> ACTION ITEM: Below are some records; output all of them exactly as they read.

> EXERCISE MATERIAL:
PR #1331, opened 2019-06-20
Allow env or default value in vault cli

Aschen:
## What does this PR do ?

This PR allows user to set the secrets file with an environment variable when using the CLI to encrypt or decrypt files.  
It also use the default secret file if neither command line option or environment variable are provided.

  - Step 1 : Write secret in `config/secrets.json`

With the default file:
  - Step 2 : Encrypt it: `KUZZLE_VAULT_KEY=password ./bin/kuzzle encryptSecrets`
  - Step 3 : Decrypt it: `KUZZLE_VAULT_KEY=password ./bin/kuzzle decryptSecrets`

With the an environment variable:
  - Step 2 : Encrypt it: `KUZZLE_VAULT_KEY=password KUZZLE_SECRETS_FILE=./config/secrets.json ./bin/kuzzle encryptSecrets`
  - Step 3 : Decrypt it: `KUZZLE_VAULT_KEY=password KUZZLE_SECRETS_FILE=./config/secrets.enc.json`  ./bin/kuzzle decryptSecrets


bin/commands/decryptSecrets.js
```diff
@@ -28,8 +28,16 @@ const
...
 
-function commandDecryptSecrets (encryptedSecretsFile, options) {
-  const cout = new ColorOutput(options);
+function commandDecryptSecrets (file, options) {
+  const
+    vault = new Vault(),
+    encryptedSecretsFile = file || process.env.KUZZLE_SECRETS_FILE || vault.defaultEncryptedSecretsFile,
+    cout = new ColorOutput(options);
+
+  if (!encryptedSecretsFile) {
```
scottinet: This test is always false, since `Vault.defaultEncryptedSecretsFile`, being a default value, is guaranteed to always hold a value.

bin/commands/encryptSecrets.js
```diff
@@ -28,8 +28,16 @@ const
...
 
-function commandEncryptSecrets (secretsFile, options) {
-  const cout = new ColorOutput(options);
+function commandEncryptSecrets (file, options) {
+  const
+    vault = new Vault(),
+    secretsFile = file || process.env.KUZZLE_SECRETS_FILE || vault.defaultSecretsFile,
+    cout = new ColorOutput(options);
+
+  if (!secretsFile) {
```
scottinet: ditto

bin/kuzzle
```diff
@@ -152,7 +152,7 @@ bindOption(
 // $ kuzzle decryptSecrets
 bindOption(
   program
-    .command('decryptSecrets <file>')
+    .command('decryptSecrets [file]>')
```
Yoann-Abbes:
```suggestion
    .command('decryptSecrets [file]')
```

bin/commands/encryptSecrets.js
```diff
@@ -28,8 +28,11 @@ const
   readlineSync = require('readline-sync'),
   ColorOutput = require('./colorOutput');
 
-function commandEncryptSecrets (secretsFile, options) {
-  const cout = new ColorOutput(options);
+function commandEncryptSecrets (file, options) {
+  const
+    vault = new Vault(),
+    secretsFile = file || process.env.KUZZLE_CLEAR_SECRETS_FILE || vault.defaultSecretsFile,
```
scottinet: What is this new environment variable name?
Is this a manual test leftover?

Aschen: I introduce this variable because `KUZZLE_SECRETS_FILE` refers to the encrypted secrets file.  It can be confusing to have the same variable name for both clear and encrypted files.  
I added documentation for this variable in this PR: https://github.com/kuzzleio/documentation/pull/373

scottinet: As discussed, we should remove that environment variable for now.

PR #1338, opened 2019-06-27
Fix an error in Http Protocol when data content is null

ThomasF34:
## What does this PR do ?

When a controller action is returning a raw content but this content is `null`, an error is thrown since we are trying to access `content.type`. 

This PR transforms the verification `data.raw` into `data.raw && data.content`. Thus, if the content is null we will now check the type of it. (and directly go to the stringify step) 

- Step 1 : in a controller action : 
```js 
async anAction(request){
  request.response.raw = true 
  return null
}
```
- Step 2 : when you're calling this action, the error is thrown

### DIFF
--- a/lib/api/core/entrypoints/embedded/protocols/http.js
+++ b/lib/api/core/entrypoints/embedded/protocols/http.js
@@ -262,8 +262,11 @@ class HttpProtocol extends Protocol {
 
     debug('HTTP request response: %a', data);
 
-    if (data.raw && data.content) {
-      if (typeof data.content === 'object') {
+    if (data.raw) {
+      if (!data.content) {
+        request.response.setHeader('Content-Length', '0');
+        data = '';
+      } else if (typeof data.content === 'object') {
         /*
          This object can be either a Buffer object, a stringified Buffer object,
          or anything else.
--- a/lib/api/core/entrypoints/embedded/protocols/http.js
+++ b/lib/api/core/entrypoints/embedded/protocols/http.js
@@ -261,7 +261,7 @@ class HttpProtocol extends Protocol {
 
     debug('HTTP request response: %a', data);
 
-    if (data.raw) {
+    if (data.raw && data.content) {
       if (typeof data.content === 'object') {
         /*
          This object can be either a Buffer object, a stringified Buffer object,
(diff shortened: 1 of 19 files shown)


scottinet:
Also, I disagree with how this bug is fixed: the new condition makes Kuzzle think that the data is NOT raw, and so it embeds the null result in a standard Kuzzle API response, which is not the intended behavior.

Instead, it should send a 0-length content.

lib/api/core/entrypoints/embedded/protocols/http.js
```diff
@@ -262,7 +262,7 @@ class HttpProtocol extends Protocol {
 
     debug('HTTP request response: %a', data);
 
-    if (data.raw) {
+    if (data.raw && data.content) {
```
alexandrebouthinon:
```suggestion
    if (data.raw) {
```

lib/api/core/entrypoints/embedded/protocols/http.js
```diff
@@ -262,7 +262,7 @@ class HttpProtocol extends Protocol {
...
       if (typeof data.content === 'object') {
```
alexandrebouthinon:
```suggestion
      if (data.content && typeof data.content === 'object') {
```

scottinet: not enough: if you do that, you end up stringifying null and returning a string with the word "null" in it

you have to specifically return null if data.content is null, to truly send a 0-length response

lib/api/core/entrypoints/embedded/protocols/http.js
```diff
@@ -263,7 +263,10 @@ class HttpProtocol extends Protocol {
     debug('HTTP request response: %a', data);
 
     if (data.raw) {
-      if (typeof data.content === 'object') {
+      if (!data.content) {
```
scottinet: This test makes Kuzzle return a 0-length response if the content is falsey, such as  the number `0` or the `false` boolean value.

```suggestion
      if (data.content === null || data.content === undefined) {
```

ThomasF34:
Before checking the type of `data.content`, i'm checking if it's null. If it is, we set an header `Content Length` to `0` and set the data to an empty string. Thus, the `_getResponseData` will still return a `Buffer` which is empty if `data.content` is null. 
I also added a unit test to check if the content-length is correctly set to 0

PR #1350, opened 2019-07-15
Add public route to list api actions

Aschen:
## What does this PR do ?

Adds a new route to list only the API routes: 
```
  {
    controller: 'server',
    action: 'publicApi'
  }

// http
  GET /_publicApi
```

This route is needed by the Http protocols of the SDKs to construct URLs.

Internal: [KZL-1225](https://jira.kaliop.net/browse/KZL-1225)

> EXERCISE RESPONSE:
PR #1331, opened 2019-06-20
Allow env or default value in vault cli

Aschen:
## What does this PR do ?

This PR allows user to set the secrets file with an environment variable when using the CLI to encrypt or decrypt files.  
It also use the default secret file if neither command line option or environment variable are provided.

  - Step 1 : Write secret in `config/secrets.json`

With the default file:
  - Step 2 : Encrypt it: `KUZZLE_VAULT_KEY=password ./bin/kuzzle encryptSecrets`
  - Step 3 : Decrypt it: `KUZZLE_VAULT_KEY=password ./bin/kuzzle decryptSecrets`

With the an environment variable:
  - Step 2 : Encrypt it: `KUZZLE_VAULT_KEY=password KUZZLE_SECRETS_FILE=./config/secrets.json ./bin/kuzzle encryptSecrets`
  - Step 3 : Decrypt it: `KUZZLE_VAULT_KEY=password KUZZLE_SECRETS_FILE=./config/secrets.enc.json`  ./bin/kuzzle decryptSecrets


bin/commands/decryptSecrets.js
```diff
@@ -28,8 +28,16 @@ const
...
 
-function commandDecryptSecrets (encryptedSecretsFile, options) {
-  const cout = new ColorOutput(options);
+function commandDecryptSecrets (file, options) {
+  const
+    vault = new Vault(),
+    encryptedSecretsFile = file || process.env.KUZZLE_SECRETS_FILE || vault.defaultEncryptedSecretsFile,
+    cout = new ColorOutput(options);
+
+  if (!encryptedSecretsFile) {
```
scottinet: This test is always false, since `Vault.defaultEncryptedSecretsFile`, being a default value, is guaranteed to always hold a value.

bin/commands/encryptSecrets.js
```diff
@@ -28,8 +28,16 @@ const
...
 
-function commandEncryptSecrets (secretsFile, options) {
-  const cout = new ColorOutput(options);
+function commandEncryptSecrets (file, options) {
+  const
+    vault = new Vault(),
+    secretsFile = file || process.env.KUZZLE_SECRETS_FILE || vault.defaultSecretsFile,
+    cout = new ColorOutput(options);
+
+  if (!secretsFile) {
```
scottinet: ditto

bin/kuzzle
```diff
@@ -152,7 +152,7 @@ bindOption(
 // $ kuzzle decryptSecrets
 bindOption(
   program
-    .command('decryptSecrets <file>')
+    .command('decryptSecrets [file]>')
```
Yoann-Abbes:
```suggestion
    .command('decryptSecrets [file]')
```

bin/commands/encryptSecrets.js
```diff
@@ -28,8 +28,11 @@ const
   readlineSync = require('readline-sync'),
   ColorOutput = require('./colorOutput');
 
-function commandEncryptSecrets (secretsFile, options) {
-  const cout = new ColorOutput(options);
+function commandEncryptSecrets (file, options) {
+  const
+    vault = new Vault(),
+    secretsFile = file || process.env.KUZZLE_CLEAR_SECRETS_FILE || vault.defaultSecretsFile,
```
scottinet: What is this new environment variable name?
Is this a manual test leftover?

Aschen: I introduce this variable because `KUZZLE_SECRETS_FILE` refers to the encrypted secrets file.  It can be confusing to have the same variable name for both clear and encrypted files.  
I added documentation for this variable in this PR: https://github.com/kuzzleio/documentation/pull/373

scottinet: As discussed, we should remove that environment variable for now.

PR #1338, opened 2019-06-27
Fix an error in Http Protocol when data content is null

ThomasF34:
## What does this PR do ?

When a controller action is returning a raw content but this content is `null`, an error is thrown since we are trying to access `content.type`. 

This PR transforms the verification `data.raw` into `data.raw && data.content`. Thus, if the content is null we will now check the type of it. (and directly go to the stringify step) 

- Step 1 : in a controller action : 
```js 
async anAction(request){
  request.response.raw = true 
  return null
}
```
- Step 2 : when you're calling this action, the error is thrown

### DIFF
--- a/lib/api/core/entrypoints/embedded/protocols/http.js
+++ b/lib/api/core/entrypoints/embedded/protocols/http.js
@@ -262,8 +262,11 @@ class HttpProtocol extends Protocol {
 
     debug('HTTP request response: %a', data);
 
-    if (data.raw && data.content) {
-      if (typeof data.content === 'object') {
+    if (data.raw) {
+      if (!data.content) {
+        request.response.setHeader('Content-Length', '0');
+        data = '';
+      } else if (typeof data.content === 'object') {
         /*
          This object can be either a Buffer object, a stringified Buffer object,
          or anything else.
--- a/lib/api/core/entrypoints/embedded/protocols/http.js
+++ b/lib/api/core/entrypoints/embedded/protocols/http.js
@@ -261,7 +261,7 @@ class HttpProtocol extends Protocol {
 
     debug('HTTP request response: %a', data);
 
-    if (data.raw) {
+    if (data.raw && data.content) {
       if (typeof data.content === 'object') {
         /*
          This object can be either a Buffer object, a stringified Buffer object,
(diff shortened: 1 of 19 files shown)


scottinet:
Also, I disagree with how this bug is fixed: the new condition makes Kuzzle think that the data is NOT raw, and so it embeds the null result in a standard Kuzzle API response, which is not the intended behavior.

Instead, it should send a 0-length content.

lib/api/core/entrypoints/embedded/protocols/http.js
```diff
@@ -262,7 +262,7 @@ class HttpProtocol extends Protocol {
 
     debug('HTTP request response: %a', data);
 
-    if (data.raw) {
+    if (data.raw && data.content) {
```
alexandrebouthinon:
```suggestion
    if (data.raw) {
```

lib/api/core/entrypoints/embedded/protocols/http.js
```diff
@@ -262,7 +262,7 @@ class HttpProtocol extends Protocol {
...
       if (typeof data.content === 'object') {
```
alexandrebouthinon:
```suggestion
      if (data.content && typeof data.content === 'object') {
```

scottinet: not enough: if you do that, you end up stringifying null and returning a string with the word "null" in it

you have to specifically return null if data.content is null, to truly send a 0-length response

lib/api/core/entrypoints/embedded/protocols/http.js
```diff
@@ -263,7 +263,10 @@ class HttpProtocol extends Protocol {
     debug('HTTP request response: %a', data);
 
     if (data.raw) {
-      if (typeof data.content === 'object') {
+      if (!data.content) {
```
scottinet: This test makes Kuzzle return a 0-length response if the content is falsey, such as  the number `0` or the `false` boolean value.

```suggestion
      if (data.content === null || data.content === undefined) {
```

ThomasF34:
Before checking the type of `data.content`, i'm checking if it's null. If it is, we set an header `Content Length` to `0` and set the data to an empty string. Thus, the `_getResponseData` will still return a `Buffer` which is empty if `data.content` is null. 
I also added a unit test to check if the content-length is correctly set to 0

PR #1350, opened 2019-07-15
Add public route to list api actions

Aschen:
## What does this PR do ?

Adds a new route to list only the API routes: 
```
  {
    controller: 'server',
    action: 'publicApi'
  }

// http
  GET /_publicApi
```

This route is needed by the Http protocols of the SDKs to construct URLs.

Internal: [KZL-1225](https://jira.kaliop.net/browse/KZL-1225)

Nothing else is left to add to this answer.